PR #26103, opened 2026-02-02
Removed unused Ember whats-new code

kevinansfield:
ref https://linear.app/ghost/issue/BER-3075/

- all whats-new implementation has moved to the React Admin shell so we can remove the unused code from Ember Admin


rob-ghost (approved):
💣

PR #26107, opened 2026-02-02
Added test session isolation for concurrent runs (database + port)

rob-ghost:
All ghost/core mocha test suites (integration, e2e-api, e2e-server, etc.) share the same hardcoded database name and server port. Running any two suites concurrently — whether across worktrees or terminal tabs — causes failures from database corruption and EADDRINUSE port conflicts.

## Database isolation

Generates a unique database name per mocha session using nconf-style environment variables (`database__connection__database` for MySQL, `database__connection__filename` for SQLite). Using env vars ensures child processes — such as bree job workers spawned during tests — inherit the correct database configuration. The config singleton is also updated via `config.set()` for code that has already loaded config.

An `afterAll` mocha hook cleans up by dropping the MySQL database or removing the SQLite files when the session ends, but only for databases we generated (not externally-provided ones).

## Port isolation

Assigns a random HTTP server port (10000–60000) per mocha session via the `server__port` env var, replacing the hardcoded port 2369. The `url` config is only updated to match the random port when `server: true` is used (7 test files that start a real HTTP listener). Unit tests — which never start a server — continue using the canonical `http://127.0.0.1:2369` URL, so their hardcoded assertions are unaffected.

The snapshot manager is monkey-patched to normalize response URLs back to port 2369 before comparison, so committed `.snap` files remain stable regardless of which port was used at runtime.

## Overrides

Both `database__connection__*` and `server__port` can be set explicitly to override the generated values, following the same pattern used in CI workflows and Docker compose files.

The top-level `e2e/` Playwright suite already has its own per-test isolation and is unaffected by this change.


rob-ghost:
## Verification script

Save as `ghost/core/scripts/test-concurrent-isolation.sh` and run from `ghost/core/`:

```bash
chmod +x scripts/test-concurrent-isolation.sh
./scripts/test-concurrent-isolation.sh
```

<details>
<summary>test-concurrent-isolation.sh</summary>

```bash
#!/usr/bin/env bash
#
# Prove that concurrent test runs don't conflict due to shared database
# or port resources. Runs two mocha processes in parallel and verifies
# both exit cleanly.
#
# Usage:  ./scripts/test-concurrent-isolation.sh
#
# What it tests:
#   1. Database isolation: each process gets a unique SQLite DB file
#   2. Port isolation: each process binds its HTTP server to a random port
#   3. Snapshot stability: snapshot comparisons normalize ports to 2369
#
set -euo pipefail

SCRIPT_DIR="$(cd "$(dirname "$0")" && pwd)"
GHOST_CORE="$(cd "$SCRIPT_DIR/.." && pwd)"

echo "=== Concurrent Test Isolation Verification ==="
echo ""
echo "Running two test processes in parallel, each with:"
echo "  - A unique SQLite database (random filename in /tmp)"
echo "  - A random HTTP server port (avoids EADDRINUSE)"
echo ""

# Pick two test files that start a real HTTP server (server: true).
# These are the hardest case — they would conflict on port 2369 without
# the isolation changes.
TEST_A="test/e2e-server/1-options-requests.test.js"
TEST_B="test/e2e-server/click-tracking.test.js"

TMPDIR_A=$(mktemp -d)
TMPDIR_B=$(mktemp -d)

cd "$GHOST_CORE"

echo "Starting run A: $TEST_A"
yarn test:single "$TEST_A" > "$TMPDIR_A/output.log" 2>&1 &
PID_A=$!

echo "Starting run B: $TEST_B"
yarn test:single "$TEST_B" > "$TMPDIR_B/output.log" 2>&1 &
PID_B=$!

echo ""
echo "Waiting for both runs to complete (PIDs: $PID_A, $PID_B)..."
echo ""

EXIT_A=0
EXIT_B=0

wait $PID_A || EXIT_A=$?
wait $PID_B || EXIT_B=$?

# Extract results
PASS_A=$(grep -oE '[0-9]+ passing' "$TMPDIR_A/output.log" || echo "? passing")
PASS_B=$(grep -oE '[0-9]+ passing' "$TMPDIR_B/output.log" || echo "? passing")
FAIL_A=$(grep -oE '[0-9]+ failing' "$TMPDIR_A/output.log" || echo "0 failing")
FAIL_B=$(grep -oE '[0-9]+ failing' "$TMPDIR_B/output.log" || echo "0 failing")

echo "--- Results ---"
echo ""
echo "  Run A ($TEST_A): exit=$EXIT_A  $PASS_A  $FAIL_A"
echo "  Run B ($TEST_B): exit=$EXIT_B  $PASS_B  $FAIL_B"
echo ""

# Check for EADDRINUSE (the specific error this change prevents)
if grep -q "EADDRINUSE" "$TMPDIR_A/output.log" "$TMPDIR_B/output.log" 2>/dev/null; then
    echo "FAIL: EADDRINUSE detected — port isolation is not working"
    echo ""
    grep "EADDRINUSE" "$TMPDIR_A/output.log" "$TMPDIR_B/output.log" 2>/dev/null
    rm -rf "$TMPDIR_A" "$TMPDIR_B"
    exit 1
fi

# Check for database contention errors
if grep -qi "table.*doesn't exist\|database is locked\|database.*not found" "$TMPDIR_A/output.log" "$TMPDIR_B/output.log" 2>/dev/null; then
    echo "FAIL: Database contention detected — DB isolation is not working"
    rm -rf "$TMPDIR_A" "$TMPDIR_B"
    exit 1
fi

rm -rf "$TMPDIR_A" "$TMPDIR_B"

if [ "$EXIT_A" -ne 0 ] || [ "$EXIT_B" -ne 0 ]; then
    echo "FAIL: One or both test runs failed"
    exit 1
fi

echo "PASS: Both test runs completed successfully in parallel"
echo "  No EADDRINUSE errors (port isolation working)"
echo "  No database contention (DB isolation working)"
exit 0
```

</details>

**Local test output:**

```
=== Concurrent Test Isolation Verification ===

Running two test processes in parallel, each with:
  - A unique SQLite database (random filename in /tmp)
  - A random HTTP server port (avoids EADDRINUSE)

Starting run A: test/e2e-server/1-options-requests.test.js
Starting run B: test/e2e-server/click-tracking.test.js

Waiting for both runs to complete...

--- Results ---

  Run A (test/e2e-server/1-options-requests.test.js): exit=0  12 passing  0 failing
  Run B (test/e2e-server/click-tracking.test.js): exit=0  1 passing  0 failing

PASS: Both test runs completed successfully in parallel
  No EADDRINUSE errors (port isolation working)
  No database contention (DB isolation working)
```

Also verified two full integration suites (167 tests each) pass concurrently with zero failures.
·····
Transcribe the material exactly, so that no line is lost or altered.

PR #26103, opened 2026-02-02
Removed unused Ember whats-new code

kevinansfield:
ref https://linear.app/ghost/issue/BER-3075/

- all whats-new implementation has moved to the React Admin shell so we can remove the unused code from Ember Admin


rob-ghost (approved):
💣

PR #26107, opened 2026-02-02
Added test session isolation for concurrent runs (database + port)

rob-ghost:
All ghost/core mocha test suites (integration, e2e-api, e2e-server, etc.) share the same hardcoded database name and server port. Running any two suites concurrently — whether across worktrees or terminal tabs — causes failures from database corruption and EADDRINUSE port conflicts.

## Database isolation

Generates a unique database name per mocha session using nconf-style environment variables (`database__connection__database` for MySQL, `database__connection__filename` for SQLite). Using env vars ensures child processes — such as bree job workers spawned during tests — inherit the correct database configuration. The config singleton is also updated via `config.set()` for code that has already loaded config.

An `afterAll` mocha hook cleans up by dropping the MySQL database or removing the SQLite files when the session ends, but only for databases we generated (not externally-provided ones).

## Port isolation

Assigns a random HTTP server port (10000–60000) per mocha session via the `server__port` env var, replacing the hardcoded port 2369. The `url` config is only updated to match the random port when `server: true` is used (7 test files that start a real HTTP listener). Unit tests — which never start a server — continue using the canonical `http://127.0.0.1:2369` URL, so their hardcoded assertions are unaffected.

The snapshot manager is monkey-patched to normalize response URLs back to port 2369 before comparison, so committed `.snap` files remain stable regardless of which port was used at runtime.

## Overrides

Both `database__connection__*` and `server__port` can be set explicitly to override the generated values, following the same pattern used in CI workflows and Docker compose files.

The top-level `e2e/` Playwright suite already has its own per-test isolation and is unaffected by this change.


rob-ghost:
## Verification script

Save as `ghost/core/scripts/test-concurrent-isolation.sh` and run from `ghost/core/`:

```bash
chmod +x scripts/test-concurrent-isolation.sh
./scripts/test-concurrent-isolation.sh
```

<details>
<summary>test-concurrent-isolation.sh</summary>

```bash
#!/usr/bin/env bash
#
# Prove that concurrent test runs don't conflict due to shared database
# or port resources. Runs two mocha processes in parallel and verifies
# both exit cleanly.
#
# Usage:  ./scripts/test-concurrent-isolation.sh
#
# What it tests:
#   1. Database isolation: each process gets a unique SQLite DB file
#   2. Port isolation: each process binds its HTTP server to a random port
#   3. Snapshot stability: snapshot comparisons normalize ports to 2369
#
set -euo pipefail

SCRIPT_DIR="$(cd "$(dirname "$0")" && pwd)"
GHOST_CORE="$(cd "$SCRIPT_DIR/.." && pwd)"

echo "=== Concurrent Test Isolation Verification ==="
echo ""
echo "Running two test processes in parallel, each with:"
echo "  - A unique SQLite database (random filename in /tmp)"
echo "  - A random HTTP server port (avoids EADDRINUSE)"
echo ""

# Pick two test files that start a real HTTP server (server: true).
# These are the hardest case — they would conflict on port 2369 without
# the isolation changes.
TEST_A="test/e2e-server/1-options-requests.test.js"
TEST_B="test/e2e-server/click-tracking.test.js"

TMPDIR_A=$(mktemp -d)
TMPDIR_B=$(mktemp -d)

cd "$GHOST_CORE"

echo "Starting run A: $TEST_A"
yarn test:single "$TEST_A" > "$TMPDIR_A/output.log" 2>&1 &
PID_A=$!

echo "Starting run B: $TEST_B"
yarn test:single "$TEST_B" > "$TMPDIR_B/output.log" 2>&1 &
PID_B=$!

echo ""
echo "Waiting for both runs to complete (PIDs: $PID_A, $PID_B)..."
echo ""

EXIT_A=0
EXIT_B=0

wait $PID_A || EXIT_A=$?
wait $PID_B || EXIT_B=$?

# Extract results
PASS_A=$(grep -oE '[0-9]+ passing' "$TMPDIR_A/output.log" || echo "? passing")
PASS_B=$(grep -oE '[0-9]+ passing' "$TMPDIR_B/output.log" || echo "? passing")
FAIL_A=$(grep -oE '[0-9]+ failing' "$TMPDIR_A/output.log" || echo "0 failing")
FAIL_B=$(grep -oE '[0-9]+ failing' "$TMPDIR_B/output.log" || echo "0 failing")

echo "--- Results ---"
echo ""
echo "  Run A ($TEST_A): exit=$EXIT_A  $PASS_A  $FAIL_A"
echo "  Run B ($TEST_B): exit=$EXIT_B  $PASS_B  $FAIL_B"
echo ""

# Check for EADDRINUSE (the specific error this change prevents)
if grep -q "EADDRINUSE" "$TMPDIR_A/output.log" "$TMPDIR_B/output.log" 2>/dev/null; then
    echo "FAIL: EADDRINUSE detected — port isolation is not working"
    echo ""
    grep "EADDRINUSE" "$TMPDIR_A/output.log" "$TMPDIR_B/output.log" 2>/dev/null
    rm -rf "$TMPDIR_A" "$TMPDIR_B"
    exit 1
fi

# Check for database contention errors
if grep -qi "table.*doesn't exist\|database is locked\|database.*not found" "$TMPDIR_A/output.log" "$TMPDIR_B/output.log" 2>/dev/null; then
    echo "FAIL: Database contention detected — DB isolation is not working"
    rm -rf "$TMPDIR_A" "$TMPDIR_B"
    exit 1
fi

rm -rf "$TMPDIR_A" "$TMPDIR_B"

if [ "$EXIT_A" -ne 0 ] || [ "$EXIT_B" -ne 0 ]; then
    echo "FAIL: One or both test runs failed"
    exit 1
fi

echo "PASS: Both test runs completed successfully in parallel"
echo "  No EADDRINUSE errors (port isolation working)"
echo "  No database contention (DB isolation working)"
exit 0
```

</details>

**Local test output:**

```
=== Concurrent Test Isolation Verification ===

Running two test processes in parallel, each with:
  - A unique SQLite database (random filename in /tmp)
  - A random HTTP server port (avoids EADDRINUSE)

Starting run A: test/e2e-server/1-options-requests.test.js
Starting run B: test/e2e-server/click-tracking.test.js

Waiting for both runs to complete...

--- Results ---

  Run A (test/e2e-server/1-options-requests.test.js): exit=0  12 passing  0 failing
  Run B (test/e2e-server/click-tracking.test.js): exit=0  1 passing  0 failing

PASS: Both test runs completed successfully in parallel
  No EADDRINUSE errors (port isolation working)
  No database contention (DB isolation working)
```

Also verified two full integration suites (167 tests each) pass concurrently with zero failures.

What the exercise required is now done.